Reproduction of Rats
Rats breed at three to four months of age and probable continue until about 18 months old. Gestation is 21 to 25 days. The young are weaned at three weeks old, often just before the arrival of another litter. A female can breed only one day after giving birth. If fertilization does not occur, she will come into heat about every five days. A female averages six litters per year, with nine young per litter. However, under ideal conditions, litters may contain 20 young, and 14 litters have been recorded during one year. The babies from one pair of rats would be more than 3.5 million in three years under ideal conditions and ignoring the death rate. In natural conditions, however, many die, but in a year, as many as 60 to 70 offspring from one female may mature. Breeding is greatest in spring and fall, drops some in summer, and drops substantially in winter.
The House Mouse
The common house mouse depends less on humans than rats do. It commonly inhabits grassy fields and cultivated grain crops and adapts well to living away from humans. For example, some have been captured on open tundra in Alaska, miles away from human settlements. On the other hand, they adapt well to living with humans, as indicated by a report of their living 1,800 feet below ground in a coal mine, probably feeding on lunch scraps of the miners.

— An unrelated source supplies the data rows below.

PR #1040, opened 2024-01-31
Update Sea Ice param file comments

acordonez:
I added comments explaining what the observational parameters are, similar to how I explained the model parameters. These comments will be displayed in the Demo 9 notebook.


durack1 (approved):
@acordonez looks good to me!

The house mouse has a small range. Home range tends to be from a few feet up to 25 feet. This is important to know when determining the frequency and distance to place poison bait or traps. Mice, unlike rats, show almost no fear of new objects placed in their ranges.

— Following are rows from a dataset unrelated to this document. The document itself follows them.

PR #1041, opened 2024-02-01
Remove copy statements in sea ice metrics

acordonez:
Remove copy statements to reduce memory needs in sea ice metrics.

With local testing this reduced max memory usage for the Arctic section from 12 -> 8GB, so it seems to help.

Edit: The new changes I'm pushing get the max memory to about 4Gb for me on gates, on the command line. I've refactored the code a bit and the metrics calculation order has changed a bit in the multiple realizations case. I'm getting slightly different MSE for the climatology for some realizations, and it's not clear why. The difference is usually in the 0.1 or 0.01 place. The figures look very similar but you can see some small shifts in some of the realization spread. I can keep digging into this but it's going to take me at least another day to see if this is a bug or the natural result of the refactor.

Edit2: Some more explanation of the refactor. Previously I would loop through all realizations and save the total ice extent timeseries for each realization. At the end of the loop, I'd get the model mean, calculate the overall total extent and climatologies, and get the metrics. 
The new method gets the total mean extent and climatological extent for each realization, then gets the average of those quantities over all models and calculates all the metrics. For the total extent the difference is quite small, but for the climatology this seems to make more of a difference for the MSE.


acordonez:
@lee1043 @durack1 I don't see a way to test this branch in Jason's prototype PMP binderhub link, but it runs on Gates and should reduce some of the memory usage.

durack1:
@jasonb5 just looping you in on this thread, so we can try and sync concurrent changes to get to the final binder config that works seamlessly.

Any suggestions for @acordonez to get these changes merged into your working [`update-binderhub`](https://github.com/PCMDI/pcmdi_metrics/tree/update-binderhub) branch?

durack1:
@acordonez I just took a quick peek at code, and if you wedge this somewhere, you could call this to report resource usage throughout code execution:

```python
>>> import gc, resource
>>> import numpy as np
>>> def getResources():
...     memGb = "{:05.2f}".format(np.float32(resource.getrusage(resource.RUSAGE_SELF).ru_maxrss)/1.e6)
...     pyObj = "{:08d}".format(len(gc.get_objects()))
...     print("Resources:", memGb, "Gb;", pyObj, "pyObjs in memory")
... 
>>> getResources()
Resources: 00.03 Gb; 00021319 pyObjs in memory
```

I just wedged this into the driver file as a test, I can push this to your branch if you like?

acordonez:
@durack1 @lee1043 I can shave off another gig of max usage by removing the .compute() in [L397](https://github.com/PCMDI/pcmdi_metrics/blob/15fb944c4c109db656fe3280f99b71f8a7535ffc/pcmdi_metrics/sea_ice/sea_ice_driver.py#L397) but that would limit the code to only working with observations in single files. Which is fine for the demo but not in general.

acordonez:
@durack1 I'm doing something like that in my code locally, just don't want to commit it.

lee1043:
@acordonez, just curious what if use `open_mfdataset` instead of `open_dataset` at [L385](https://github.com/PCMDI/pcmdi_metrics/blob/15fb944c4c109db656fe3280f99b71f8a7535ffc/pcmdi_metrics/sea_ice/sea_ice_driver.py#L385C11-L385C23)? `open_mfdataset` should work for a single file as well. Can you remind me what `.compute` actually does?

acordonez:
Deleted my last comment about the .compute() statement, it actually doesn't seem to make a difference when looking at multiple runs.

acordonez:
@lee1043 using open_mfdataset increases my max memory use back up, to 11GB. So it's better to use open_dataset if there's only one file to open in terms of memory.

acordonez:
Masking out the eight different regions is where the memory usage jumps from 3 to 7.5GB, so even though I'm not making new copies directly the program still uses more space for that.

durack1:
> @lee1043 using open_mfdataset increases my max memory use back up, to 11GB. So it's better to use open_dataset if there's only one file to open in terms of memory.

a plus ~3Gb/~50% delta using a different function, woah, this is bad!

acordonez:
@durack1  @lee1043   I've just been testing the Arctic section of the code; but with rearranging some steps and heavily using the del statement, I've been able to get the max memory usage down to 5.8GB. That's roughly half of what it was originally. I don't know if we can get it much lower than that. I need to clean up the code before I can push it but it could be ready sometime this afternoon.

durack1:
> @durack1 @lee1043 I've just been testing the Arctic section of the code; but with rearranging some steps and heavily using the del statement, I've been able to get the max memory usage down to 5.8GB. That's roughly half of what it was originally. I don't know if we can get it much lower than that. I need to clean up the code before I can push it but it could be ready sometime this afternoon.

This sounds like great progress. If we can get that merged into `main` then hopefully @jasonb5 should be able to rebase his branch, we can test, and hopefully get this env and binder notebook example working. If we can get these changes done today, it will allow me to ping the LANL folks for them to test too

durack1:
@sashakames just looping you on this thread, as this real-world example of resource usage is probably something that would be useful in the ESGF2-US project discussions

durack1:
> @durack1 No this is 5.8 GB for just the Arctic section of the driver code, tested on the command line.

Ah ha, ok. It might be useful to run through the whole thing, so we can ascertain the MAXIMUM memory usage, and if the nimbus machine can support it, bump each binder environment (likely ~40 concurrently) from 10240 to whatever this max usage is, plus a buffer

durack1:
@acordonez just in case it's useful, I just found https://github.com/pythonprofilers/memory_profiler/ - which appears to be alive on conda-forge ([here](https://anaconda.org/conda-forge/memory_profiler/files) the `noarch` version looks like the latest release 0.61)

durack1:
@acordonez here are a couple of other tidbits:

https://github.com/pydata/xarray/issues/3200#issuecomment-1416446874 - using `xr.set_options(file_cache_maxsize=1)` ensured memory was released
https://github.com/pydata/xarray/issues/7018#issuecomment-1242793638 - using explicit dimension chunking to reduce memory usage (presumably this gets around the netcdf memory leak, e.g. `ds = xr.open_dataset(fldr_in_grib, engine="cfgrib", chunks={"latitude":875}, backend_kwargs={'indexpath': ''}))`
And another some others with no solutions https://github.com/pydata/xarray/issues/7397, https://github.com/pydata/xarray/issues/7404

acordonez:
@durack1 Thanks. I'm working on a general fix for the regions since that made a big difference for the Arctic, then I can see if any of the profilers show other spots for improvement.

durack1:
> @durack1 Thanks. I'm working on a general fix for the regions since that made a big difference for the Arctic, then I can see if any of the profilers show other spots for improvement.

Perfect! I think while it's a little painful, we're learning alot here.

The comment I made about suppressing warnings, that could also be caught quickly (e.g. [here](https://stackoverflow.com/questions/41125598/suppress-warnings-for-python-xarray)), although we'll have to be careful about using this when we could be suppressing really useful debugging info from users that are going to want to play outside of the basic notebook template
```python
import warnings
warnings.simplefilter("ignore")
```

durack1:
@acordonez just a little python hack, you can use `var()["varName"] = something*somethingElse` as a way of dynamically assigning variables (so looping through a list of variable names). This approach has saved me ALOT of code repeats in years gone by

acordonez:
@lee1043 @durack1 I've pushed my fix to lower the memory usage of the regional subsetting. This did result in some refactoring of the model loops, and there are some small changes to the resulting metrics values. See my main comment as well. I've pushed a rerun version of the notebook. 

@durack1 Adding this to the sea ice driver did not suppress warnings for me. I can try some other things later but need to run now.
```
import warnings
warnings.simplefilter("ignore")
```

durack1 (approved):
@acordonez this looks great!

lee1043:
@acordonez thank you for the update! The numbers in JSON are consistent before and after the change, they are not different at least until 3rd decimal point.

durack1:
> @acordonez thank you for the update! The numbers in JSON are consistent before and after the change, they are not different at least until 3rd decimal point.

@lee1043 I did spot a couple of changes (there are likely a couple of extras that I missed)
- 0.0878 (old) vs 0.1074 (new) - this is MIROC6-np-r1i1p1f1-OSI-SAF-monthly_clim
- 83.8321 vs 83.5771 - MIROC6-antarctic-r2i1p1f1-OSI-SAF-monthly_clim also io, ca
- 0.6767 vs 0.5282 - E3SM-1-0-sp-r1i2p2f1-OSI-SAF-monthly_clim, also arctic

acordonez:
> > @acordonez thank you for the update! The numbers in JSON are consistent before and after the change, they are not different at least until 3rd decimal point.
> 
> @lee1043 I did spot a couple of changes (there are likely a couple of extras that I missed)
> 
>     * 0.0878 (old) vs 0.1074 (new) - this is MIROC6-np-r1i1p1f1-OSI-SAF-monthly_clim
> 
>     * 83.8321 vs 83.5771 - MIROC6-antarctic-r2i1p1f1-OSI-SAF-monthly_clim also io, ca
> 
>     * 0.6767 vs 0.5282 - E3SM-1-0-sp-r1i2p2f1-OSI-SAF-monthly_clim, also arctic

I think @durack1 caught the worst changes. I edited the main comment to add more details about how the calculations changed.

durack1:
@lee1043 bummer, I just ran the code (pre this PR merge) and maxed out memory even with the 16384 MB limit, so this refactoring is required in order for the notebook to work with the update config.

Once this is merged, I'll take another try

durack1:
Also if we add
```python
import logging
logging.getLogger('xcdat').setLevel(logging.ERROR)
```
to all files calling xcdat, then we suppress those annoying warnings, voila - this cleans up the output for users alot

acordonez:
> Also if we add
> 
> ```python
> import logging
> logging.getLogger('xcdat').setLevel(logging.ERROR)
> ```
> 
> to all files calling xcdat, then we suppress those annoying warnings, voila - this cleans up the output for users a lot. It seems to work in the sector and line plotting scripts, but dropping it into `pcmdi_metrics.io.base` didn't seem to catch it for the obs files

@durack1 if you got this working on your end would you be able to open a PR for it? The suppress warnings statement has not worked for me inside the PMP code.

acordonez:
@durack1 @lee1043 Should I merge this PR now? It sounds like some other ideas have come up in the chat that aren't related to this specific fix, which we can address in other PRs.

lee1043:
@acordonez yes please. By merging this PR we can start testing the binderhub, and additional edits can be handled by a separate PR.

Rats and mice have poor vision. Rats see clearly only up to about 2 feet and mice even less-6 inches. However, they can detect movement beyond their clear-vision range. Their activity patterns are based on their keen senses of smell, taste, hearing, and touch.

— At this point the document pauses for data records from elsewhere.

PR #1042, opened 2024-02-01
Use open_dataset if single file

lee1043:
Update xcdat_openxml.py to use `open_dataset` instead of `open_mfdataset` to save memory, considering discussions at https://github.com/PCMDI/pcmdi_metrics/pull/1041#issuecomment-1922035850


acordonez (approved):
I ran the mean climate notebook to test and all cases ran successfully without changing the metrics.

lee1043:
@acordonez thank you for checking on this!

PR #1045, opened 2024-02-02
demo 9b update

lee1043:
- removed """ for pip install for more seamless demo


lee1043:
Merging the PR as it is a minor patch

PR #1048, opened 2024-02-02
Remove warnings from sea ice metrics

acordonez:
Changing the log parameters for xcdat to remove warnings.


lee1043 (approved):
Looks good to me, thank you for the update!

durack1:
Ah ha @acordonez you figured it out! I had tried embedding the logging calls inside the driver, but didn't think about dropping it into __main__ - nice! Thanks

durack1 (approved):
Looks great to me too!

PR #1054, opened 2024-02-09
Demo 9b sea-ice data explore notebook update

lee1043:
- Added more data plot for visualizing time evolution
- Added table of contents to the notebook


durack1 (approved):
@lee1043 nice update - I particularly like that you have embedded section links in the table of contents, I hadn't figured out how to do that, but it's definitely useful. One addition could be to add a "table of contents" link at each section, so you can jump from halfway through to the top, and back down as you like, it's a looooong notebook (same with the demo when considering the output)

durack1:
@lee1043 looks like this works for me https://nbviewer.org/github/PCMDI/pcmdi_metrics/blob/lee1043-patch-1/doc/jupyter/Demo/Demo_9b_seaIce_data_explore.ipynb#tmse. I presume this also works for the binder jupyterhub examples?

acordonez (approved):
I ran all cells in BinderHub. I also tried out all the links to make sure they work!

lee1043:
@durack1 great suggestion. I added links to to top. This works best for nbviewer (I added that note in the notebook as well), but I am not sure for binder-hub. If you can give a try, let me know if that works. 

@acordonez thank you for checking the links. Can you help applying similar update to Demo9?

PR #1068, opened 2024-03-10
mean climate bug fix for E3SMv2.1 evaluation

lee1043:
Bounds handling adjustment applied.


lee1043:
@acordonez when you have time, could you please check if this has any affect on demo1b? I don't expect any, but just in case.

acordonez (approved):
Notebook 1b ran for me and I didn't spot any changes.

lee1043:
@acordonez thank you for checking it!

PR #1070, opened 2024-03-14
Clean up logos

lee1043:
Removed some old logo images that no longer needed.


lee1043:
@acordonez I don't think this would affect any of current working flows but just tagged you for your interest.

acordonez (approved):

PR #1073, opened 2024-03-18
MoV: enable custom season capability

lee1043:


lee1043:
Alex has confirmed this is working well for custom season JFM

PR #1075, opened 2024-03-27
Improve the parallel coordinate plot code

lee1043:
- Added parameters to enable label for violin plot in legend and to allow more of customization of the legend box
- Minor clean up for less print on screen
- Regenerated example plots using the latest code and data


kristinchang3 (approved):
Hi Jiwoo, 

This looks great! The only error I ran into was for adding the watermark to any example images: `rotation` was set to a string of '25' instead of an integer 25. I went ahead and removed the quotations. Otherwise, these look great!

lee1043:
@kristinchang3 thanks! I am merging the PR.

PR #1076, opened 2024-04-03
Update central arctic domain

acordonez:
This PR expands the central arctic domain to remove the masking for the pole hole. On closer reading of the Ivanova (2016) paper, the pole hole was only masked for the ice edge analysis but not for the total ice area analysis.


acordonez:
@lee1043 That's correct. The OSI-SAF data we're using does have data over the hole, not sure how that's accomplished.

acordonez:
@lee1043 Also looking at this code we've been including the sea ice data over the pole in the whole Arctic metrics, but not the central arctic metrics. If we do decide to mask the hole then I need to update the total Arctic region.

lee1043:
@acordonez Do you think this exclusion of pole hole can be set as optional capability with a parameter accompanying with?

lee1043 (approved):

lee1043:
Note: pole option added by #1087 

@acordonez please feel free to merge

PR #1087, opened 2024-04-29
Add pole hole option to sea ice metrics

acordonez:
This PR add a parameter to let users control the maximum latitude (exclusive) of the Central Arctic and Arctic regions. The default value is 90.1, so that all latitudes are included.


lee1043:
@acordonez Thanks for the PR. It looks good to me, please feel free to merge.

PR #6735, opened 2021-07-23
Support for remote DebugGUI

luigifusco:
* Fix bit order in websocket header packets allowing connections from browsers (atm only Firefox supported)
* Use new DebugGUI API (multiple functions instead of single pollGUI)
* Changes to contexts:
  * Move GuiCallbackContext definition to its own header file
  * Add reference to GuiCallbackContext in DriverServerContext
  * Add support for string callbacks in GuiCallbackContext to be called with the json representation of a rendered frame

Callbacks are set by WSDPLHandlers which are connected to a browser (no set PID).
Callbacks are called every ~200ms in the main GUI loop with a json representation of the last rendered frame.
The callbacks send the data to the browser.

### DIFF
--- a/Framework/Core/include/Framework/DebugGUI.h
+++ b/Framework/Core/include/Framework/DebugGUI.h
@@ -36,9 +36,9 @@ struct DebugGUI {
   virtual void* initGUI(char const* windowTitle) = 0;
   virtual bool pollGUI(void* context, std::function<void(void)> guiCallback) = 0;
   virtual void getFrameJSON(void *data, std::ostream& json_data) = 0;
-  virtual bool pollGUI_gl_init(void* context) = 0;
-  virtual void* pollGUI_render(std::function<void(void)> guiCallback) = 0;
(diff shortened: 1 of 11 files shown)


ktf (dismissed):
Ok to run tests, not to merge.

ktf:
Please have a look at the errors.

luigifusco:
> Please have a look at the errors.

are they related to missing implementations in the DebugGUI?

peressounko:
Hi, I suspect that git pull --rebase was not done before commit. At least for PHOS this PR tries push again the latest changes. Please, do not commit them as is and pull latest PHOS code before.

Barthelemy:
@luigifusco I agree with @peressounko, there seems to be many commits that don't belong to you. You should probably rebase `dev` on your branch and then force push. Let us know if you need help.

ktf:
I guess this one is superseded by #6964?

ktf:
Yes, it is.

Reproduction of the House Mouse
Reproduction of the house mouse is similar to rats. The average gestation is 20 days, and litter size is about six, with six to ten litters per breeding life of the female.
When you market poultry at the end of a production cycle and clean the poultry house, rats tend to migrate to other places where they can get feed and water. There are cases, of course, where feed is left in the feeders or spilled around feed bins and water remains available in the house or in a stream or pond nearby during cleanout time. Then, most of the rats will not move elsewhere. But it is believed a lot of rats do migrate between poultry farms during cleanout or down time, and the rats may spread some poultry diseases and ectoparasites as they travel.
Using disinfecting foot pans for poultry caretakers and service persons is good and should be encouraged, as should other sanitation measures, but you should remember migrating rats do not use disinfecting foot pans when they enter and exit the house. Also remember that rats, in most cases, get directly in a feed trough to feed, and they drink directly from the waterer the chickens use. Therefore, rats can be an ideal means of transporting diseases from farm to farm.
Estimating Your Rat and Mouse Population
Use this thumb rule to determine your rat population. If you never see rats but see signs of them, there are from 1 to 100 on the premises. If you see them occasionally at night, there are 100 to 500. Occasional daytime and numerous night sightings indicate 400 to 1,000. Seeing several in the daytime may indicated a presence of as many as 5,000. When one farmer sold his laying flock he decided to get rid of the few rats in his hen house. The score at the end of his extermination program was 1,800 dead rats.
Using Cats
Some poultry people consider cats a nuisance and a possible hosts for disease. However, when properly managed, cats do control mice in cage laying houses but cannot be relied upon to reduce rat populations severely, although they will restrict a population buildup. Cats work best when they are not permitted to leave the house. During flock changes it is best to catch and confine the cats until the new flock is in place.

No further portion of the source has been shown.